Jim Geraghty of National Review Online highlights new research related to misreporting of COVID-related deaths.

The Economist’s analysts resolved the questions by choosing to looking at all deaths reported since the start of the pandemic, and comparing that figure to what the normal pre-pandemic death rate suggested it would be. The first observation is that the global death toll could be two to four times higher than the official numbers listed at sites like Worldometers. …

… Perhaps most useful, the Economist statisticians contrasted the number of official reported deaths in a country or continent against the estimated excess deaths in that region.

By this measure, the global champion in denial is Burundi, which claims 38 deaths from Covid-19, but that The Economist calculates has had 3,600 to 21,000 more deaths than it would normally have since the start of the pandemic. The Economist estimates that the official death toll is roughly 51,000 percent higher than the official number. Landlocked, resource-poor, one of if not the poorest country in the world, and beset by political repression, strife and corruption, we should not exactly be shocked that Burundi is either denying the full death toll or incapable of accurately measuring it.

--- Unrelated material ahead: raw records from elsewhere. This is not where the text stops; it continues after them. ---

PR #6646, opened 2025-02-03
spi: dw: Wait for idle after TX

pelwell:
This is probably part 1 of a fix for TX only transfers. Part 2 is likely to change dw_spi_dma_transfer to not call dw_spi_wait_tx_done in the event that there is an RX buffer.

Link: https://forums.raspberrypi.com/viewtopic.php?t=383027

### DIFF
--- a/drivers/spi/spi-dw-dma.c
+++ b/drivers/spi/spi-dw-dma.c
@@ -304,6 +304,11 @@ static int dw_spi_dma_wait_tx_done(struct dw_spi *dws,
 		return -EIO;
 	}
 
+	if (!xfer->rx_buf) {
+		while (dw_readl(dws, DW_SPI_SR) & DW_SPI_SR_BUSY)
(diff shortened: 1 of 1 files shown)


pelwell:
Updated with a more complete solution, which needs retesting in its current form. Restructuring `dw_spi_dma_transfer` to potentially only call `dw_spi_wait_rx_done` is not an option given that `dw_spi_wait_rx_done` assumes that `dw_spi_wait_tx_done ` has already completed.

P33M:
The maximum time between the tx_busy check passing (==txfifo empty) and the SR_BUSY check passing is one complete wordsize. I think the cpu_relax() should be another invocation of spi_delay_exec() but with delay.value set to just n_bytes * BITS_PER_BYTE - in the case where you have a slow SPI SCLK and a large wordsize, the driver could be spinning for a nontrivial amount of time.

PR #6649, opened 2025-02-04
fixup! spi: dw: Wait for idle after TX

pelwell:
Relax a bit harder - transmission of the last bits may take a while.

### DIFF
--- a/drivers/spi/spi-dw-dma.c
+++ b/drivers/spi/spi-dw-dma.c
@@ -305,8 +305,9 @@ static int dw_spi_dma_wait_tx_done(struct dw_spi *dws,
 	}
 
 	if (!xfer->rx_buf) {
+		delay.value = dws->n_bytes * BITS_PER_BYTE;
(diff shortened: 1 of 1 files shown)


pelwell:
@P33M Surprisingly, this seems to reduce the delay between the final SCLK and CS going high to around 2.6us, whereas before it was at least 4us.

P33M:
It'll be using a more accurate guess as to when the shift register will go idle, but I'm surprised that spamming reads of the status register isn't faster. `cpu_relax()` compiles to `yield` on aarch64 which is basically a nop on non-hyperthreaded ARM cores.

That said, round-trip time is ~1.6us for RP1 register reads.

pelwell:
The test program I'm using sets SCLK to 2MHz. At that speed, a single byte is transmitted in 4us. Perhaps the more heavy-weight `spi_delay_exec` actually has the effect of delaying the first read of `DW_SPI_SR` sufficiently that it has already gone idle, meaning that a second read is not required.

PR #6650, opened 2025-02-04
arm64: dts: Prepare for #size-cells = 2

pelwell:
With a future release of the firmware, it will be possible to use dts files with a top-level #size-cells of 2. This patch adds the remaining necessary changes to make that work, gated by the macro symbol FIRMWARE_UDPATED.


pelwell:
Given that all changes are conditional on an undefined symbol, merging now has no effect on the output.

PR #6653, opened 2025-02-05
PCI: Release unused bridge resources during resize

P33M:
From https://patchwork.kernel.org/project/linux-pci/patch/20240507213125.804474-1-alex.williamson@redhat.com/

Take the suggested patch which frees upstream bridge resources if a BAR is being resized.


geerlingguy:
See also: https://github.com/raspberrypi/linux/pull/7072

PR #2866, opened 2024-07-02
feat(task-framework): task log download support multiple region scenario

yizhouxw:
task log download support multiple region scenario.
add TENCENT_CLOUD and HUAWEI_CLOUD supports.


yhilmare (approved):
lgtm

PR #2872, opened 2024-07-02
fix(sql): the sql of modifying session parameter in oracle is error

### LINKED ISSUE #2736: [Bug]: oracle datasource nls_date_format do not use "set "command
### ODC version

ODC 4.3.0 

### OB version

it is not ob ,it is oracle

### What happened?

set command is used to mysql or ob database ,not use to oracle. 
截屏2024-06-13 10 08 13

"set parameter_xxx=aaa"  change to "alter session set parameter_xxx=aaa"

"set parameter_xxx=aaa"  change to "alter session set parameter_xxx=aaa"

_No response_

zijiacj:

Fixes #2736

```docs

```

### DIFF
--- a/server/plugins/connect-plugin-api/src/main/java/com/oceanbase/odc/plugin/connect/api/SessionExtensionPoint.java
+++ b/server/plugins/connect-plugin-api/src/main/java/com/oceanbase/odc/plugin/connect/api/SessionExtensionPoint.java
@@ -35,5 +35,5 @@ public interface SessionExtensionPoint extends ExtensionPoint, SessionOperations
 
     String getVariable(Connection connection, String variableName);
 
-    String getAlterSessionVariableStatement(String variableScope, String variableName, String variableValue);
+    String getAlterVariableStatement(String variableScope, String variableName, String variableValue);
 }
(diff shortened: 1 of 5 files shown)


yhilmare (dismissed):
lgtm

server/plugins/connect-plugin-api/src/main/java/com/oceanbase/odc/plugin/connect/api/SessionExtensionPoint.java
```diff
@@ -34,4 +34,6 @@ public interface SessionExtensionPoint extends ExtensionPoint, SessionOperations
     String getCurrentSchema(Connection connection);
 
     String getVariable(Connection connection, String variableName);
+
+    String getAlterSessionVariableStatement(String variableScope, String variableName, String variableValue);
```
yhilmare, line 38: the method name is not so good, we should not emphasize conference in method names

server/plugins/connect-plugin-oracle/src/main/java/com/oceanbase/odc/plugin/connect/oracle/OracleSessionExtension.java
```diff
@@ -89,4 +89,9 @@ public String getVariable(@NonNull Connection connection, @NonNull String variab
         }
         return value;
     }
+
+    @Override
+    public String getAlterVariableStatement(String variableScope, String variableName, String variableValue) {
```
yhilmare, line 94: how to process global/system parameter altering?

yhilmare (approved):
lgtm

PR #2874, opened 2024-07-03
fix(i18n): fix i18n docs encoding error

yhilmare:
#### What type of PR is this?

type-bug

fix i18n docs encoding error

Fixes #

```docs

```


yizhouxw (approved):
lgtm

The other countries with the largest percentage disparities between their official death toll are similarly troubled, poor, third-world countries: Chad, South Sudan, Niger, Burkina Faso, Tajikistan… and then there’s a country that stands out from the rest: The People’s Republic of China.

Officially, the People’s Republic of China has suffered 4,876 deaths from Covid-19 in a country with roughly 1.4 billion people. The Economist calculates that since the start of the pandemic, anywhere from 550,000 to 2 million more Chinese people have died than would be expected under the normal pre-pandemic death rate. This means the likely death toll is roughly 12,000 percent higher than the official figure.